Effect of salt stress on growth, chlorophyll content, lipid peroxidation and antioxidant defence systems in Phaseolus vulgaris L. Taïbi, K., Taïbi, F., Ait Abderrahim, L., Ennajah, A., Belkhodja, M., & Mulet, J., M. South African Journal of Botany, 105:306-312, South African Association of Botanists, 2016.
abstract   bibtex   
Salinity is one of the major abiotic stresses which affects plant cell metabolism and reduces plant productivity. Variations in the antioxidant defence systems under salinity among two bean genotypes were investigated. Our results indicate that the difference between the genotypes in response to salinity is a quantitative trait rather than qualitative since they develop the same strategies with a significant variation in the rate of synthesis and accumulation, with the exemption of the antioxidant defence based on the synthesis of phenolic compounds. For both genotypes, salinity induced a marked reduction in dry matter gain in roots and shoots along with oxidative stress as indicated by the significant increase in malondialdehyde content. In addition, the photosynthetic pigments decreased with the increase of salinity. The only qualitative difference that we found among both genotypes was the decrease of total production of phenolic compounds in leaves that was only detectable in the low-yielding genotype under high salinity.
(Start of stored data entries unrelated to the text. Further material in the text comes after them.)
PR #1198, opened 2022-11-30
Extend setup-nvidia action to support gcp ubuntu20.04 instance

weiwangmeta:
Example action: https://github.com/pytorch/pytorch/actions/runs/3578895594/jobs/6019943524#step:6:542

### DIFF
--- a/.github/actions/setup-nvidia/action.yml
+++ b/.github/actions/setup-nvidia/action.yml
@@ -7,7 +7,7 @@ inputs:
     description: which driver version to install
     required: false
     type: string
-    default: "515.76"
+    default: "515.766666666"
 
 runs:
   using: composite
--- a/.github/actions/setup-nvidia/action.yml
+++ b/.github/actions/setup-nvidia/action.yml
@@ -160,11 +160,8 @@ runs:
           install_nvidia_driver_amzn2() {
               (
                   set -x
-
                   pre_install_nvidia_driver_amzn2
-
                   install_nvidia_driver_common
-
                   post_install_nvidia_driver_common
               )
           }
--- a/.github/actions/setup-nvidia/action.yml
+++ b/.github/actions/setup-nvidia/action.yml
@@ -47,13 +47,15 @@ runs:
               )
           }
 
-          install_nvidia_driver_amzn2() {
+          pre_install_nvidia_driver_amzn2() {
               (
-                  set -x
-
                   # Purge any nvidia driver installed from RHEL repo
                   sudo yum remove -y nvidia-driver-latest-dkms
+              )
+          }
 
+          install_nvidia_driver_common() {
+              (
                   # Try to gather more information about the runner and its existing NVIDIA driver if any
                   echo "Before installing NVIDIA driver"
                   lspci
@@ -124,7 +126,11 @@ runs:
                       sudo rm -fv /tmp/nvidia_driver
                       set -e
                   fi
+              )
+          }
 
+          post_install_nvidia_driver_common() {
+              (
                   sudo modprobe nvidia || true
                   echo "After installing NVIDIA driver"
                   lspci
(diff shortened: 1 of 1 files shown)


.github/actions/setup-nvidia/action.yml
```diff
@@ -140,11 +148,107 @@ runs:
               )
           }
 
+          install_nvidia_driver_ubuntu20() {
```
malfet, line 151: Looks like it shares a lot of code with `install_nvidia_driver_amzn2`, can parts of it can be refactored into a smaller routines and reused?

malfet (approved):
Looks ok, but please refactor existing code to avoid copy-n-pasting  the same scripts

.github/actions/setup-nvidia/action.yml
atalman, line 151: Looks like the function install_nvidia_driver_ubuntu20() is almost the same as install_nvidia_driver_amzn2() with some minor differences. Is it possible to use same common function or refactor this using smaller common functions ?

atalman (approved):

.github/actions/setup-nvidia/action.yml
weiwangmeta: Yes, will work on refactoring and then test both cases (install_nvidia_driver_amzn2) and (install_nvidia_driver_ubuntu20)

weiwangmeta: Yes, will work on refactoring.

weiwangmeta:
After refactoring: 
for GCP instances: 1. https://github.com/pytorch/pytorch/actions/runs/3581627968/jobs/6025002958#step:5:351 shows a successful upgrade from "NVIDIA driver (515.43.04) has been installed, but we expect to have 515.76 instead. Continuing" 
2. Skip when 515.76 is found 

For aws instances: 1. majority has nvidia 515.76 installed, example workflow that skipped installation https://github.com/pytorch/pytorch/actions/runs/3581627968/jobs/6025002718#step:5:345 this indicates a gap in [test-](https://github.com/pytorch/test-infra/blob/b79b631b876e2e8d6758362e52870bbd0df66b81/.github/workflows/test-setup-nvidia.yml) as it most likely will not get an instance without a nvidia-driver, therefore even if I introduce a bug in installing nvidia-driver to AWS instance, these signals will not catch it.   2. Need to test: when there is no driver installed, the setup-nvidia should also succeed 

So, we will have to figure out how to get assigned and test with an AWS instance without that particular driver pre-installed. Alternatively, we could simply change the default value of 515.76 to 515.75 just to see if the path to the installation step is correct.

weiwangmeta:
Simulated driver update for aws instances: https://github.com/pytorch/pytorch/actions/runs/3581849325/jobs/6033642672#step:6:359

.github/actions/setup-nvidia/action.yml
```diff
@@ -140,11 +157,36 @@ runs:
...
 
+          install_nvidia_driver_amzn2() {
+              (
+                  set -x
+
+                  pre_install_nvidia_driver_amzn2
+
+                  install_nvidia_driver_common
+
+                  post_install_nvidia_driver_common
```
malfet, line 168: Not sure why do you need an empty line between the statements here. What do they symbolize?
```suggestion
                  set -x
                  pre_install_nvidia_driver_amzn2
                  install_nvidia_driver_common
                  post_install_nvidia_driver_common
```

.github/actions/setup-nvidia/action.yml
```diff
@@ -140,11 +157,36 @@ runs:
...
+              )
+          }
+
+          install_nvidia_driver_ubuntu20() {
+              (
+                  set -x
+
+                  install_nvidia_driver_common
+
+                  post_install_nvidia_driver_common
```
malfet, line 178:
```suggestion
                  set -x
                  install_nvidia_driver_common
                  post_install_nvidia_driver_common
```

atalman (approved):
LGTM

The high-yielding genotype may have a better protection against oxidative damages by increasing the activity of antioxidant enzymes and the amounts of total flavonoids and ascorbic acid under high salinity, which allows maintaining higher yield even upon stress conditions. These results indicate that salt induced oxidative stress in bean is mainly counteracted by enzymatic defence systems, and that the metabolism of phenolic compounds is induced under very extreme conditions. The selection of genotypes for this trait will increase yield under stress conditions.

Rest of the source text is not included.